# WORK TASK
Copy out all lines in the data below containing the string "take".

*** Opening of ENTRIES PROVIDED ***

Issue #1250, opened 2024-09-28
Add benchmark CLI options


isaac-chung:
As a follow up to #1209, add CLI options for
- [x] listing all available benchmarks
- [x] running benchmarks by name

PR #1261, opened 2024-09-29
fix: Select benchmarks CLI option

isaac-chung:
Address #1250 point 2.
- Added test cases for a list of Benchmark objects passed into the task parameter
- Added command line option to select Benchmarks

The following can now run. 1) script
```python
import mteb

model_name = "average_word_embeddings_komninos"
benchmark = mteb.get_benchmarks(names=["MTEB(eng)"])
evaluation = mteb.MTEB(tasks=benchmark)
results = evaluation.run(model)
```
and command line:
```
mteb run -m average_word_embeddings_komninos -b 'MTEB(eng)'
```

## Checklist

### DIFF
--- a/mteb/evaluation/MTEB.py
+++ b/mteb/evaluation/MTEB.py
@@ -6,6 +6,7 @@ import os
 import traceback
 from copy import copy
 from datetime import datetime
+from itertools import chain
 from pathlib import Path
 from time import time
 from typing import Any, Iterable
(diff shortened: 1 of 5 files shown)


mteb/evaluation/MTEB.py
```diff
@@ -58,6 +59,11 @@ def __init__(
 
         if tasks is not None:
             self._tasks = tasks
+            if (
+                not isinstance(tasks[0], AbsTask) and not isinstance(tasks[0], str)
+            ):  # So that passing in a list of Benchmarks works too. Trying to import Benchmark causes circular import.
```
KennethEnevoldsen, line 64: Hmm, I think we should use Benchmark here, why do we see the circular import? (something we should fix?)

Sidenote: https://github.com/embeddings-benchmark/mteb/issues/1272

KennethEnevoldsen (approved):
only a few minor things.

mteb/evaluation/MTEB.py
isaac-chung: Done. And also commented on the tagged issue.

isaac-chung:
Thanks! 🚀 Enabling auto-merge.

Issue #1211, opened 2024-09-09
Figure out an approach for adding experiments to the leaderboard


KennethEnevoldsen:
We currently do not have a good approach to adding experiment runs to the MTEB leaderboard e.g. experiment with the influence of hyperparameters. Such as using no-prompt for prompt-based models or changing the embedding size.

A solution to implement is to run it with a unique model_name, but there is currently no documentation on how one would need to do that.

---

edit: a potentially better solution is to add experiments. Where we add a layer to the visualization:

```
model_name
| - revision1
|    | - task1.json
     | - ...
     | - experiments
     |    | - exp_name1
     |    |    | -  task1.json
     |    |    | - ...
     |    | - exp_name1
     |    |    | -  task1.json
     |    |    | - ...
```

or potentially a slightly more consistent structure:

```
model_name
| - revision1
     | - default
     |    | -  task1.json
     |    | - ...
     | - exp_name1
     |    | -  task1.json
     |    | - ...
```

Experiment names could be e.g. no-instruct/instruct (whether you use instructions) or emb_size=256

To run a model as an experiment we could do:

```
model = MyModel(**custom_kwargs)
results = mteb.MTEB(model, experiment_name = "no-instruct")
```

KennethEnevoldsen:
This way also allows us to filter experiments on the leaderboard.

orionw:
I like this, gives more flexibility and cleans up the main folder.

The only potentially hard part is what do we do say for GritLM but for each type of prompt it runs?  The user would have to identify some title for the prompt to put down (e.g. E5 prompt or Instructor prompt or "prompt-I-just-made-up").  These will then be non-standard since every user will name it differently (or perhaps run different prompts).

Samoed:
I think there could be a file for each experiment that includes the parameters used for the experiment, similar to `model_meta` or additional kwargs for model can be logged

KennethEnevoldsen:
> The only potentially hard part is what do we do say for GritLM but for each type of prompt it runs? The user would have to identify some title for the prompt to put down (e.g. E5 prompt or Instructor prompt or "prompt-I-just-made-up"). These will then be non-standard since every user will name it differently (or perhaps run different prompts).

Def. agree with this. I would imagine that some standards form, but there will be some custom stuff to allow for flexibility.

> I think there could be a file for each experiment that includes the parameters used for the experiment, similar to model_meta. This can be done by logging additional kwargs for model

I think we can just log this in the model_meta?

[...]

PR #1270, opened 2024-10-02
`e5-mistral` evaluation via vLLM

robertgshaw2-neuralmagic:
- Launch server:

```bash
vllm serve intfloat/e5-mistral-7b-instruct
```

- Run eval script:

```bash
python3 run-e5.py
```

### DIFF
--- a/run-e5.py
+++ b/run-e5.py
@@ -1,0 +1,90 @@
+import asyncio
+
+import numpy as np
+from typing import Any
+from openai import AsyncOpenAI
+
+import mteb
+from mteb.model_meta import ModelMeta
+from mteb.models.text_formatting_utils import corpus_to_texts
+from mteb.models.instructions import task_to_instruction
+
+MODEL = "intfloat/e5-mistral-7b-instruct"
+TASKS = ["STS12"]
+
+class AsyncOpenAIWrapper:
+    def __init__(self, 
+                 model_name: str, 
+                 base_url: str = "http://localhost:8000/v1",
+                 num_concurrent: int = 100) -> None:        
+
+        self._client = AsyncOpenAI(base_url=base_url)
+        self._model_name = model_name
+        self._num_concurrent = num_concurrent
+
+    async def async_encode(self, sentences: list[str]) -> np.ndarray:
+        sublists = [
+            sentences[i : i + self._num_concurrent]
+            for i in range(0, len(sentences), self._num_concurrent)
+        ]
+
+        all_embeddings = []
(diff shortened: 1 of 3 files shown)


run-e5.py
```diff
@@ -0,0 +1,90 @@
+import asyncio
+
+import numpy as np
+from typing import Any
+from openai import AsyncOpenAI
```
Samoed, line 5: You should move imports of external library inside the class to make it optional

run-e5.py
```diff
@@ -0,0 +1,90 @@
...
+
+model = AsyncOpenAIWrapper(model_name=MODEL)
+model.mteb_model_meta = ModelMeta(
+    name=MODEL,
+    revision=None,
+    release_date=None,
+    languages=None,
+    similarity_fn_name=None,)
+
+tasks = mteb.get_tasks(tasks=TASKS)
```
Samoed, line 88: When this file will be imported it will try to evaluate model. I think this should be removed

KennethEnevoldsen (commented):
Very happy to see this PR! We already have an implementation of e5 mistral. However, I assume this is notably faster, but it would be nice we an actual comparison of both scores and speed.

We also implement models in `mteb/models`. I believe we could do this here as well. 

I assume it produces different scores (given vLLM) so it might be worth changing the name (related to #1211), but we can take that after a test.

robertgshaw2-neuralmagic:
> Very happy to see this PR! We already have an implementation of e5 mistral. However, I assume this is notably faster, but it would be nice we an actual comparison of both scores and speed.
> 
> We also implement models in `mteb/models`. I believe we could do this here as well.
> 
> I assume it produces different scores (given vLLM) so it might be worth changing the name (related to #1211), but we can take that after a test.

Hey @KennethEnevoldsen - apologies, I did not meant to submit this PR onto upstream it was just a simple POC for myself to eval the embedding models running in vLLM. I managed to match the scores running through GritLM on a few STS tasks. I made this to automate correctness testing in vLLM

If this is something you would like to see in MTEB, I will clean it up

KennethEnevoldsen:
> If this is something you would like to see in MTEB, I will clean it up

If you can get it to match the performance at a faster speed I would love to have it added (cc @Muennighoff; it might be worth integrating this in GritLM)

KennethEnevoldsen:
Will close this issue as it seems to have gotten stale, though I believe this is a great PR so do feel free to re-open it or add a PR to GritLM.

PR #1275, opened 2024-10-03
fix: derive `results_directory` path from `results_repo` name

dbuades:
The `load_results` function includes a `results_repo` parameter, allowing the use of an alternative Git repository for storing the benchmarking results. This parameter is then passed to the `download_of_results` function. However, the current implementation requires the alternative repository to be named _results_, as this name is hardcoded.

*** Close of ENTRIES PROVIDED ***

# EXERCISE RESULT
I assume it produces different scores (given vLLM) so it might be worth changing the name (related to #1211), but we can take that after a test.
> I assume it produces different scores (given vLLM) so it might be worth changing the name (related to #1211), but we can take that after a test.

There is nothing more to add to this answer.